Use the following Python script to monitor the FastCGI server using the UNIX socket without additional dependencies.

#!/usr/bin/env python 

import sys
import socket
import struct


class FCGIPingClient:
  # FCGI protocol version    
  FCGI_VERSION = 1
  
  # FCGI record types
  FCGI_BEGIN_REQUEST = 1
  FCGI_PARAMS =4

  # FCGI roles
  FCGI_RESPONDER = 1

  # FCGI header length
  FCGI_HEADER_LENGTH = 8

  def __init__(self, socket_path = "/var/run/php/php7.0-fpm.sock", socket_timeout = 5.0, challenge = "/ping", response = "pong" ):
    self.socket = socket.socket(socket.AF_UNIX, socket.SOCK_STREAM)
    self.socket_path = socket_path
    self.set_socket_timeout(socket_timeout)
    self.challenge = challenge
    self.response  = response
    self.request_id = 1

    self.params = {
      "SCRIPT_NAME": self.challenge,
      "SCRIPT_FILENAME": self.challenge,
      "QUERY_STRING": "",
      "REQUEST_METHOD": "GET",
    }


  def set_socket_timeout(self, timeout): 
    self.socket_timeout = timeout
    self.socket.settimeout(self.socket_timeout)

  def connect(self):
    try:
      self.socket.connect(self.socket_path)
    except:
      print(sys.exc_info()[1])
      sys.exit(1)

  def close(self):
    self.socket.close()

  def define_begin_request(self):
    fcgi_begin_request = struct.pack("!HB5x", self.FCGI_RESPONDER, 0)
    fcgi_header        = struct.pack("!BBHHBx", self.FCGI_VERSION, self.FCGI_BEGIN_REQUEST, self.request_id, len(fcgi_begin_request), 0)
    self.fcgi_begin_request = fcgi_header + fcgi_begin_request

  def define_parameters(self):
    parameters = [] 
    for name, value in self.params.items():
      parameters.append(chr(len(name)) + chr(len(value)) + name + value)

    parameters             = ''.join(parameters)
    parameters_length      = len(parameters)
    parameters_padding_req = parameters_length & 7
    parameters_padding     = b'\x00'* parameters_padding_req

    fcgi_header_start = struct.pack("!BBHHBx", self.FCGI_VERSION, self.FCGI_PARAMS, self.request_id, parameters_length , parameters_padding_req)
    fcgi_header_end   = struct.pack("!BBHHBx", self.FCGI_VERSION, self.FCGI_PARAMS, self.request_id, 0, 0)
    self.fcgi_params = fcgi_header_start  + parameters.encode() + parameters_padding + fcgi_header_end
    
  def execute(self):
    try:
      self.socket.send(self.fcgi_begin_request)
      self.socket.send(self.fcgi_params)

      header = self.socket.recv(self.FCGI_HEADER_LENGTH)
      fcgi_version, request_type, request_id, request_length, request_padding = struct.unpack("!BBHHBx", header)

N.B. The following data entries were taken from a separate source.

PR #143, opened 2015-09-02
Godeps,systemtests/utils: replace systemtests/utils with the new systemtests-utils repo.

erikh:

PR #148, opened 2015-09-17
First commit for policy support

shaleman:
This is the first commit for policy support. This is not fully complete. its work in progress. But, its reasonably stable that we can start playing with it.
Changes include:
- Group based policy support
- Move ofnet master to net master.
- add a discovery logic to discover peers and masters.
- Add some tests to verify policies


erikh:
The `Info` logs in dockplugin can be quite noisy with the `%+v`, can we move those to debug?

drivers/ovsdriver.go
```diff
@@ -377,44 +373,64 @@ func (d *OvsDriver) DeleteEndpoint(id string) (err error) {
...
-func (d *OvsDriver) CreatePeerHost(id string) error {
-	log.Infof("CreatePeerHost for %s", id)
+// AddPeerHost adds VTEPs if necessary
+func (d *OvsDriver) AddPeerHost(node core.ServiceInfo) error {
+	// Nothing to do if this is our own IP
+	if node.HostAddr == d.localIP {
+		return nil
+	}
+
+	log.Infof("CreatePeerHost for %+v", node)
```
erikh: Sorry, I should have commented here. These kinds of messages I think should be debug, that's all.

mgmtfn/dockplugin/dockplugin.go
```diff
@@ -39,8 +39,12 @@ import (
 )
 
 const pluginPath = "/run/docker/plugins"
+
+//const pluginPath = "/usr/share/docker/plugins"
 const driverName = "netplugin"
 
+const useUnixSocket = true
```
erikh: is there some reason we need to keep the old code path if this is always going to be true?

mgmtfn/dockplugin/dockplugin.go
```diff
@@ -74,21 +78,28 @@ func InitDockPlugin() error {
...
-		}
+		go func() {
+			l, err := net.ListenUnix("unix", &net.UnixAddr{Name: driverPath, Net: "unix"})
+			if err != nil {
+				panic(err)
+			}
+
+			log.Infof("docker plugin listening on %s", driverPath)
+			http.Serve(l, router)
+			l.Close()
```
erikh: I think the `l.Close()` should be in a `defer` on line 91 instead of here. I know this wasn't a part of this patch, but it seems like the right time to fix it.

mgmtfn/dockplugin/dockplugin.go
```diff
@@ -307,10 +319,15 @@ func createEndpoint(tenantName, hostname string) func(http.ResponseWriter, *http
 			return
 		}
 
-		// FIXME:
-		GetEndPointName(cereq.NetworkID, cereq.EndpointID)
+		// Get Service name
+		serviceName, err := GetEndPointName(cereq.NetworkID, cereq.EndpointID)
```
erikh: I know this is another surface error (sorry!) but `EndPoint` should probably be capitalized along with our convention elsewhere

netmaster/master/policy.go
```diff
@@ -0,0 +1,436 @@
...
+
+// PolicyAttach attaches a policy to an endpoint and adds associated rules to policyDB
+func PolicyAttach(epg *contivModel.EndpointGroup, policy *contivModel.Policy) error {
+	epgpKey := epg.Key + ":" + policy.Key
+
+	// See if it already exists
+	gp := FindEpgPolicy(epgpKey)
+	if gp != nil {
+		log.Errorf("EPG policy %s already exists", epgpKey)
+		return errors.New("Epg policy exists")
```
erikh: These errors would probably work really well as top-level `var`s that could be exported and compared against, making error handling more fine-grained. I still haven't looked into how this code is being used, though, so maybe this is irrelevant.

Example (the os package implements similar constants):

```go
var ErrExist = errors.New("EPG policy exists")
var ErrNotExist = errors.New("EPG policy does not exist")
```

netmaster/objApi/apiController.go
```diff
@@ -120,15 +131,131 @@ func (ac *APIController) AppDelete(app *contivModel.App) error {
...
+			// find the policy
+			policy := contivModel.FindPolicy(policyKey)
+			if policy == nil {
+				log.Errorf("Could not find policy %s", policyName)
+				return errors.New("Policy not found")
+			}
+
+			// attach policy to epg
+			err := master.PolicyAttach(endpointGroup, policy)
+			if err != nil && !strings.Contains(err.Error(), "Epg policy exists") {
```
erikh: this would be a good place to use the previously suggested constants.

core/core.go
```diff
@@ -87,8 +93,10 @@ type NetworkDriver interface {
 	DeleteNetwork(id string) error
 	CreateEndpoint(id string) error
 	DeleteEndpoint(id string) error
-	CreatePeerHost(id string) error
-	DeletePeerHost(id string) error
+	AddPeerHost(node ServiceInfo) error
```
mapuri: minor:
I think you can just embed `Clustering` interface here as well unless you want to differentiate it from the one in `Plugin`

mgmtfn/dockplugin/dockplugin.go
```diff
@@ -74,21 +78,28 @@ func InitDockPlugin() error {
...
+				panic(err)
+			}
+
+			log.Infof("docker plugin listening on %s", driverPath)
+			http.Serve(l, router)
+			l.Close()
+			log.Infof("docker plugin closing %s", driverPath)
+		}()
+	} else {
+		go func() {
```
mapuri: I think you can just do:

```
go http.ListenAndServe("localhost:4545", router)
```

netmaster/master/netmaster.go
```diff
@@ -773,6 +773,47 @@ func allocSetEpAddress(ep *intent.ConfigEP, epCfg *drivers.OvsCfgEndpointState,
 	return
 }
 
+// CreateEndpoint creates an endpoint
+func CreateEndpoint(stateDriver core.StateDriver, network *intent.ConfigNetwork,
```
mapuri: minor:
does `CreateEndpoint` need to be a exported/public function?

netmaster/master/policy.go
mapuri: +1

BTW we have `core.Error` interface defined for encoding errors and we can use that here as well. It adds some debug related info in error which can be useful.

netmaster/objApi/apiController.go
```diff
@@ -79,6 +80,16 @@ func NewAPIController(router *mux.Router) *APIController {
 	return ctrler
 }
 
+// Utility function to check if string exists in a slice
+func stringInSlice(a string, list []string) bool {
```
mapuri: minor:
As an search optimization we can maintain a `map[string]bool` than `[]string`. But totally optional.

netmaster/objApi/apiController.go
```diff
@@ -120,15 +131,131 @@ func (ac *APIController) AppDelete(app *contivModel.App) error {
...
 	log.Infof("Received EndpointGroupCreate: %+v", endpointGroup)
+
+	// assign unique endpoint group ids
+	endpointGroup.EndpointGroupID = globalEpgID
+	globalEpgID = globalEpgID + 1
+
+	// Find the tenant
+	tenant := contivModel.FindTenant(endpointGroup.TenantName)
+	if tenant == nil {
+		return errors.New("Tenant not found")
```
mapuri: suggest to use `core.Errorf()` instead and elsewhere below.

netplugin/cluster.go
```diff
@@ -0,0 +1,209 @@
...
+	// walk each node and add it as a PeerHost
+	for _, node := range nodeList {
+		// Ignore if its our own info
+		if node.HostAddr == localIP {
+			continue
+		}
+		// add the node
+		err := netplugin.AddPeerHost(core.ServiceInfo{
+			HostAddr: node.HostAddr,
+			Port:     ofnet.OFNET_AGENT_PORT,
```
mapuri: Just wondering, why can't we use the `Port` information from the objstore read here or watch event later than hardcoding it here? Isn't hardcoding makes it less flexible here wrt service discovery?

netplugin/cluster.go
```diff
@@ -0,0 +1,209 @@
...
+	}
+
+	log.Infof("Got netmaster service list: %+v", masterList)
+
+	// Walk each master and add it
+	for _, master := range masterList {
+		// Add the master
+		err := netplugin.AddMaster(core.ServiceInfo{
+			HostAddr: master.HostAddr,
+			Port:     ofnet.OFNET_MASTER_PORT,
```
mapuri: same as above it might be better to use `Port` info from objstore, if we can that is.

scripts/python/testbedApi.py
```diff
@@ -0,0 +1,329 @@
+# Python testing utility classes and functions
```
mapuri: Going through this file I see some overlap with the `systemtests` package that we have. In long run is it intended to replace go-based systemtests for netplugin? Or we will be maintaining both?

I have no strong opinion for go tests v/s python tests per-se but from maintenance purposes I feel it might be good to have one test-infra per project. Again totally up to you.

scripts/python/testbedApi.py
```diff
@@ -0,0 +1,329 @@
...
+import paramiko
+import threading
+import sys
+import os
+
```
mapuri: This comment is meant for `scripts/python/testbedApi.pyc` and `scripts/python/objmodel.pyc` files. Looks like they sneaked in despite the `.gitignore` change.

scripts/python/testbedApi.py
erikh: I don't know python and will be unable to maintain this code. I'd prefer to keep the go code and not introduce new tools if not necessary.

core/core.go
shaleman: I did embed the clustering APIs in NetworkDriver interface. I converted 'PeerHost' interface to 'Clustering' interface for plugin interface. Similar to how there is separate 'Network' and 'Endpoint' interfaces.

drivers/ovsdriver.go
shaleman: These are very useful for debugging right now. Can we make them debug messages later when things are stable.

mgmtfn/dockplugin/dockplugin.go
shaleman: I added it to debug a problem when they changed lib network API from version v1 to v1.1.
Sure. I can remove it.

mgmtfn/dockplugin/dockplugin.go
shaleman: Sure. I'll make the change

mgmtfn/dockplugin/dockplugin.go
shaleman: http.ListenAndServe() blocks forever. So, i had to create a go routine for it.
Anyway, I'll remove this block of code since we'll just use units sockets for now.

mgmtfn/dockplugin/dockplugin.go
shaleman: Are you saying 'P' should not be capitalized in Endpoint?
I think it was capitalized by accident and then got cut and pasted..

netmaster/master/netmaster.go
shaleman: Its called from newly created objApi package. So, it had to be exported.

netmaster/master/policy.go
shaleman: I have seen too many projects fail trying to create central place for all possible error codes. As a compromise lets try creating well known errors per go package( I think thats what Erik was hinting at too) and see if that approach scales. At least when an error needs to be referenced outside the package, it sounds reasonable to say the package needs to export the error.

netmaster/objApi/apiController.go
shaleman: This was required for searching list of policy names in EndpointGroup object. I couldn't build the map since the object comes from contivModel(or i had to build the map each time i need to search it), We don't expect hundreds of policy names per endpoint group. so, performance here should be OK.

netmaster/objApi/apiController.go
shaleman: As i mentioned above. I'm not sure centralized error codes are a good idea. Lets discuss it offline.

netmaster/objApi/apiController.go
shaleman: I'll make the change as discussed above.

netplugin/cluster.go
shaleman: Yes, this is a good point. I'll take this up in next commit.
We are using two separate set of ports for net master. one for REST APIs and one for RPC calls. Either we need to unify the ports or advertise the two as separate 'services'.

scripts/python/testbedApi.py
shaleman: Yeah, I need to figure out how to remove these two binary files.

scripts/python/testbedApi.py
shaleman: These are quick and dirty tests i created so that I can run them on Macs and Linux. I wouldn't read much into it at the moment. We can have bigger discussion on what to do about running system tests on Macs going forward.

Erik, I didn't know python till last week. Learning it was surprisingly easy since syntax is somewhat similar to Golang. Now, i'm feeling like may be I should try ruby too :)

drivers/ovsdriver.go
erikh: That’s fine, but please put in an issue for it.

-Erik

mgmtfn/dockplugin/dockplugin.go
erikh: Yeah, more or less. Sorry for the nit!

-Erik

netmaster/master/policy.go
erikh: I think @mapuri means that we can use the core.Error struct in place of `error` (`fmt.Errorf` or `errors.New`) in our new errors. It implements the `error` interface so I think we'll be ok.

It is a convention in this project, I think it's best we stick with it.

scripts/python/testbedApi.py
erikh: hah. well, I still think if we can avoid introducing new tools, that we should avoid it. The biggest problem with python in our code is that python on the host will differ wildly, anywhere from 2.x to 3.x (which as I understand it are wildly different languages).

To keep a quality build experience we check the go env before we build. We could do this for python too, and in fact I would expect it if we keep this code.

Perhaps this would be better put in a contrib, etc dir in the systemtests-utils library, which is where the systemtests are going,  see #143 .

scripts/python/testbedApi.py
erikh: I can help you with this today, just ping me.

netmaster/master/policy.go
mapuri: yep that's what I meant. so, just morphing @erikh example and adding a suggestion of my own :)
```
var ErrExist = core.Errorf("EPG policy exists")
var ErrNotExist = core.Errorf("EPG policy does not exist")

func ErrExist(type, name string) error { return core.Errorf("%s %q policy exists", type, name) }
...
...
```

Using a common error interface throughout will also enable us to enhance/fix/standardize debug related stuff at a single place.

core/core.go
mapuri: oh yeah I just meant embed it directly as follows but the current form is fine as well:

```
type NetworkDriver interface {
...
Clustering
}
```

mgmtfn/dockplugin/dockplugin.go
mapuri: yep, I understand. Notice the `go` keyword before `http.ListenAndServe()`, it will also run it as a separate go routine.

netplugin/cluster.go
mapuri: ok, sounds good

netmaster/master/policy.go
shaleman: ok. Thanks. Core.Errorf seems like a nice thing to use. I'll change it.

drivers/ovsdriver.go
shaleman: Once the team size grows, we can follow this kind of process. In early stages of the project, its best to let the module owners do the right thing. I have full confidence in this team that all of us will do the right thing :)

shaleman:
I incorporated all review comments PTAL.

drivers/ovsdriver.go
mapuri: just for future reference, `netmaster` and `netplugin` take `--debug` flag which if turned on will print all the debug messages as well.

netmaster/objApi/apiController.go
mapuri: @shaleman do you want to convert errors in these files to `core.Errorf()`?

mapuri:
LGTM, other than one minor comment around leftover `errors.New()` calls.

mapuri:
oh, also whenever we decide to merge please squash before that. This PR has a lot of commits and they won't look clean in master branch's commit logs.

netmaster/objApi/apiController.go
shaleman: I thought i did already. sorry, its sitting in my tree.

drivers/ovsdriver.go
erikh: Ah, I forgot about that! Let’s fix these please since it’s trivial 
to get at them with this flag.

shaleman: --debug flag is not turned on in test runs. so, keeping the logs for now.

shaleman:
what is the problem if master branch has too many commits? isn't that what version control systems for? :)

erikh:
This is an open source project. The commit log is representative of the work we have done between versions.

mapuri:
yeah, commits to master branch shall reflect the final fix/feature that was added. While it is good to track commits in private branch during development but they don't look clean in the master branch itself with multiple developers committing their interim commits there. 

The first response to a similar question below explains it well I think:

http://programmers.stackexchange.com/questions/263164/why-squash-git-commits-for-pull-requests

jainvipin:
I think we should squash commits to make it look like functional atomic blocks of code; I haven't been diligent about it myself but we should do that in order to make it readable for someone to looks at the logs.

shaleman:
I've squashed the commits. I'm going to merge this PR once sanity passes if there are no objections.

      if request_type == 6: 
        self.raw_data=self.socket.recv(request_length)
      else:
        self.raw_status_data = ""
        if request_type == 7:
          sys.exit(2)
        else:
          sys.exit(3)
    except:
      sys.exit(4)
    self.data = self.raw_data.decode().split("\r\n\r\n")[1]

  def make_request(self):
    self.define_begin_request()
    self.define_parameters()
    self.connect()
    self.execute()
    self.close()

  def return_status(self):
    if self.data == self.response:
      sys.exit(0)
    else:
      sys.exit(1)

fcgi_client = FCGIPingClient( socket_path = "/var/run/php/php7.0-fpm.sock", challenge = "/ruok", response = "imok" )
fcgi_client.make_request()
fcgi_client.return_status()

Use the following command to perform a specific operation that depends on the received response.

$ sudo -u www-data python /usr/local/bin/fpm-monitor.py && (echo "green") || (echo "red") 

It is using the same mechanism as the previous one.